> TASK DIRECTIONS
Show the lines of the material that contain the word "there".

----------

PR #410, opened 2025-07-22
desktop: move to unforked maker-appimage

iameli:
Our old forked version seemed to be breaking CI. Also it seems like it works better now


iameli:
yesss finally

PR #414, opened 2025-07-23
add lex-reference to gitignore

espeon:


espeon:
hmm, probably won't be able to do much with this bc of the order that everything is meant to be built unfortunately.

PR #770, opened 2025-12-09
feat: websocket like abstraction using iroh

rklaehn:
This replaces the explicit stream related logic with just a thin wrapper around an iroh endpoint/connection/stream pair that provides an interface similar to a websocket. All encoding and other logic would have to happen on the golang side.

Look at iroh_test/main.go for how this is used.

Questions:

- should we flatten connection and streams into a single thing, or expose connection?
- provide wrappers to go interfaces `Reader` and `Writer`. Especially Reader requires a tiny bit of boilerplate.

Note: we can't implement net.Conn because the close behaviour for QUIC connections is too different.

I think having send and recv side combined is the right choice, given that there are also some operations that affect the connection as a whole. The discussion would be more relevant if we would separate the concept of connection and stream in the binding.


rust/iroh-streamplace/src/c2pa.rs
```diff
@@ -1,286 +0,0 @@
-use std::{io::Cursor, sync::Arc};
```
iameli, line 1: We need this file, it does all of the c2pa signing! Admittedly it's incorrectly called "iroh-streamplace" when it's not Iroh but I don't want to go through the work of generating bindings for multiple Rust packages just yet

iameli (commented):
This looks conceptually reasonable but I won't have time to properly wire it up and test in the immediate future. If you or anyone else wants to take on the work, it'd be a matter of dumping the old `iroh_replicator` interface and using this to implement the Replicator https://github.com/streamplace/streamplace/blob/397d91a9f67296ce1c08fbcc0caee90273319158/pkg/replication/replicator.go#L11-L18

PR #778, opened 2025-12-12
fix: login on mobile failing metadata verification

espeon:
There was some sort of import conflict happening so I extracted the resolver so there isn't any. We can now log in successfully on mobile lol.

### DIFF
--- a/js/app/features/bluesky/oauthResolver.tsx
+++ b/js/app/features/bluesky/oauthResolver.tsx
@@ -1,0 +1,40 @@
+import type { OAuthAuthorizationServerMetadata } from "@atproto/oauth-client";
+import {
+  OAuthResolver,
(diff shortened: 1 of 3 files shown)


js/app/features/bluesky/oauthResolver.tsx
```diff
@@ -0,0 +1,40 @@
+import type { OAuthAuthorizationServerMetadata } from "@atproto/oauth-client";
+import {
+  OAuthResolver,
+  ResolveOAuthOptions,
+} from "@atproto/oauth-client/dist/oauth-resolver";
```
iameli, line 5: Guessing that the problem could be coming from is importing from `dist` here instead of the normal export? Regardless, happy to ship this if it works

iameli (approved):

----------

> EXERCISE RESULT
I think having send and recv side combined is the right choice, given that there are also some operations that affect the connection as a whole. The discussion would be more relevant if we would separate the concept of connection and stream in the binding.
There was some sort of import conflict happening so I extracted the resolver so there isn't any. We can now log in successfully on mobile lol.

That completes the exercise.